Identifying changes and critical drivers of future temperature and precipitation with a hybrid stepwise-cluster variance analysis method

In this study, a hybrid stepwise-cluster variance analysis (HSVA) method is developed for generating future climate projections and identifying critical drivers of temperature and precipitation changes. The proposed HSVA method incorporates global climate models (GCMs), stepwise-cluster analysis (SCA), and analysis of variance (ANOVA) techniques within a general framework. It has advantages in (1) dealing with continuous/discrete variables as well as nonlinear relations between predictors and predictands and (2) quantifying the significant effects of atmospheric variables and interactions on climate change.
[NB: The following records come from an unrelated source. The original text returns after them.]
PR #155, opened 2015-11-26
Enable testing against Safari on Sauce Labs and local browsers when SL credentials are not available

robertknight:
Enable testing against Safari on Sauce Labs

 * Provide a fallback mode in the Karma tests which tests
   against a local browser (defaults to Firefox) if Sauce Labs
   credentials are not set.

   This is useful for local testing for contributors who
   might not have a Sauce Labs account.

 * Add Safari under OS X to the set of Sauce Labs browsers
   that the Karma tests are run against, following the merge
   of the WombatJS fixes for Safari and Edge.

   Although Edge now works under manual testing, automated
   testing against Sauce Labs is not yet working for reasons
   yet to be determined.

### DIFF
--- a/.editorconfig
+++ b/.editorconfig
@@ -1,0 +1,3 @@
+[*.js]
+indent_style=space
+indent_size=4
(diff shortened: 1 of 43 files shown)


robertknight:
I opened this against the wrong branch. Will close and re-create.

PR #156, opened 2015-11-26
Enable testing against Safari on Sauce Labs.

robertknight:
(This PR also includes https://github.com/ikreymer/pywb/pull/154, which is necessary for the tests to pass)

* Provide a fallback mode in the Karma tests which tests
  against a local browser (defaults to Firefox) if Sauce Labs
  credentials are not set.
  This is useful for local testing for contributors who
  might not have a Sauce Labs account.
* Add Safari under OS X to the set of Sauce Labs browsers
  that the Karma tests are run against, following the merge
  of the WombatJS fixes for Safari and Edge.

Although Edge now works under manual testing, automated testing against Edge via Sauce Labs is not yet working for reasons yet to be determined.

### DIFF
--- a/.travis.yml
+++ b/.travis.yml
@@ -7,6 +7,9 @@ python:
 os:
   - linux
 
+addons:
+  sauce_connect: true
+
 cache:
   directories:
     - $HOME/.cache/pip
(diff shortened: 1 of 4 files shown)


robertknight:
^ The checks are failing because the PR is being run against Travis using a local Firefox instance, but Travis is not configured to run Firefox headlessly. I'm currently working on that.

PR #157, opened 2015-11-26
Microsoft Edge compatibility fixes

### LINKED ISSUE #148: baseURI override fails in Edge

robertknight:
(Note: This PR also includes the changes from #156 and #154 , I can either rebase once they are merged or we can just merge this one).

This adds Microsoft Edge to the Sauce Labs test configuration in Karma, fixes a couple of quirks with how the tests run (eg. Edge did not load JS code in an <iframe> if the iframe's main URL failed to load, whereas the other browsers did) and also corrects the object that the baseURI override is installed onto.

When using a version of pywb with these combined fixes, Via works against Edge and Safari.

Fixes #148

### DIFF
--- a/.travis.yml
+++ b/.travis.yml
@@ -7,6 +7,9 @@ python:
 os:
   - linux
 
+addons:
+  sauce_connect: true
+
 cache:
   directories:
     - $HOME/.cache/pip
--- a/.travis.yml
+++ b/.travis.yml
@@ -22,6 +22,10 @@ install:
   - pip install coverage pytest-cov coveralls --use-mirrors
   - npm install
 
+before_script:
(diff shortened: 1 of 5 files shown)


ikreymer:
Wow, that's awesome! I'll merge this one instead of the others then.. I've just registered for Sauce labs and will add keys as per: https://docs.travis-ci.com/user/sauce-connect/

The proposed methodology is then applied to the Kaidu watershed in northwest China for examining its applicability with consideration of different GCMs and representative concentration pathways (RCPs) during 2010–2099. Results demonstrate both increases in annual temperature (with a rate of 0.1–0.6 °C per 10 years) and precipitation (with a rate of 1.0–13.6 mm per 10 years). Surface upwelling longwave radiation (RLUS), highly related to land surface energy exchange, is the primary factor that has significant effect on climate change. The interactions between RLUS and the minimum near-surface temperature (TASmin) as well as RLUS and near-surface temperature (TAS) would affect future temperature and precipitation, implying that RLUS has a large relation with climate projections and needs to be paid more attention in downscaling practice. Identification of these factors and interactions could help better understand the process of climate change and improve downscaling performance.